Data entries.

>>>>>

PR #232, opened 2020-09-30
Add actix-session support

### LINKED ISSUE #231: no function or associated item named `update_definitions` found for struct `actix_session::Session` in the current scope
Is there any way of fixing this error?

```
error[E0599]: no function or associated item named `update_definitions` found for struct `actix_session::Session` in the current scope
  --> src/main.rs:57:1
   |
57 | #[api_v2_operation]
   | ^^^^^^^^^^^^^^^^^^^ function or associated item not found in `actix_session::Session`
   |
   = note: this error originates in an attribute macro (in Nightly builds, run with -Z macro-backtrace for more info)
```

omid:
Will fix #231

### DIFF
--- a/core/src/v2/actix.rs
+++ b/core/src/v2/actix.rs
@@ -277,6 +277,12 @@ impl OperationModifier for actix_multipart::Multipart {
     }
 }
 
+#[cfg(feature = "actix-session")]
+impl OperationModifier for actix_session::Session {
+    fn update_parameter(_op: &mut DefaultOperationRaw) {
+    }
+}
+
 macro_rules! impl_param_extractor ({ $ty:ty => $container:ident } => {
     #[cfg(feature = "nightly")]
     impl<T> Apiv2Schema for $ty {
--- a/core/src/v2/actix.rs
+++ b/core/src/v2/actix.rs
@@ -278,9 +278,7 @@ impl OperationModifier for actix_multipart::Multipart {
 }
 
 #[cfg(feature = "actix-session")]
-impl OperationModifier for actix_session::Session {
-    fn update_parameter(_op: &mut DefaultOperationRaw) {}
-}
+impl OperationModifier for actix_session::Session {}
 
 macro_rules! impl_param_extractor ({ $ty:ty => $container:ident } => {
     #[cfg(feature = "nightly")]
--- a/core/src/v2/actix.rs
+++ b/core/src/v2/actix.rs
@@ -38,7 +38,7 @@ pub trait OperationModifier: Apiv2Schema + Sized {
         update_security::<Self>(op);
     }
 
-    /// Update the security defition map (if needed).
+    /// Update the security definition map (if needed).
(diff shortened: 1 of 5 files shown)


core/src/v2/schema.rs
```diff
@@ -190,6 +190,12 @@ impl_type_simple!(
     DataType::File,
     DataTypeFormat::Binary
 );
+#[cfg(feature = "actix-session")]
+impl_type_simple!(
+    actix_session::Session,
+    DataType::File,
+    DataTypeFormat::Binary
+);
```
wafflespeanut, line 198: Let's do an empty impl instead? Because it doesn't feel right to have this schema for this type.

core/src/v2/actix.rs
```diff
@@ -277,6 +277,11 @@ impl OperationModifier for actix_multipart::Multipart {
     }
 }
 
+#[cfg(feature = "actix-session")]
+impl OperationModifier for actix_session::Session {
+    fn update_parameter(_op: &mut DefaultOperationRaw) {}
```
wafflespeanut, line 282: We can get rid of this function, because this is the default implementation. We should override `update_definitions` instead and have an empty function body.

wafflespeanut (changes requested):

core/src/v2/schema.rs
omid: What do you think to extend the macro to also support the following syntax?
I know it's doing nothing, but at least it's consistent!

```
impl_type_simple!(actix_session::Session);
```

core/src/v2/actix.rs
omid: Yep, sorry, missed that

core/src/v2/schema.rs
omid: I just did it... if you are unhappy with this, then I'll revert and do the impl separately.

core/src/v2/actix.rs
```diff
@@ -277,6 +277,9 @@ impl OperationModifier for actix_multipart::Multipart {
     }
 }
 
+#[cfg(feature = "actix-session")]
+impl OperationModifier for actix_session::Session {}
```
wafflespeanut, line 281: We have to override `update_definitions` to an empty function

core/src/v2/schema.rs
wafflespeanut: No, that's okay. It's good to have it. :smile:

core/src/v2/actix.rs
omid: So both `update_security_definitions` and `update_definitions` I think.

wafflespeanut: No, just `update_definitions` would be good, because we haven't implemented any security stuff for that type.

omid: done

wafflespeanut (approved):
Thanks!

PR #237, opened 2020-10-01
Remove object type from json and yaml Values

### LINKED ISSUE #235: `serde_json::Value` should show as unknown type
`serde_json::Value` currently specs as an object, although it can be any kind of json type.

Would this be more correct to have no type?
```
-impl_type_simple!(serde_json::Value, DataType::Object);
-impl_type_simple!(serde_yaml::Value, DataType::Object);
+
+impl Apiv2Schema for serde_json::Value {}
+impl Apiv2Schema for serde_yaml::Value {}
+
```

platy:
I'm not sure if this is more correct, but it feels more correct to me. Out of all of the variants of `serde_json::Value` only one of them is an `object`.

Closes #235


wafflespeanut:
You're right. I dunno how it got there. `Value` types are actually "any" types and in OpenAPI, any type has empty schema.

wafflespeanut (approved):
Thanks!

<<<<<

Directions for this task. Which lines above contain the word "error"? Copy all of them.

Output below.
Is there any way of fixing this error?
error[E0599]: no function or associated item named `update_definitions` found for struct `actix_session::Session` in the current scope
   = note: this error originates in an attribute macro (in Nightly builds, run with -Z macro-backtrace for more info)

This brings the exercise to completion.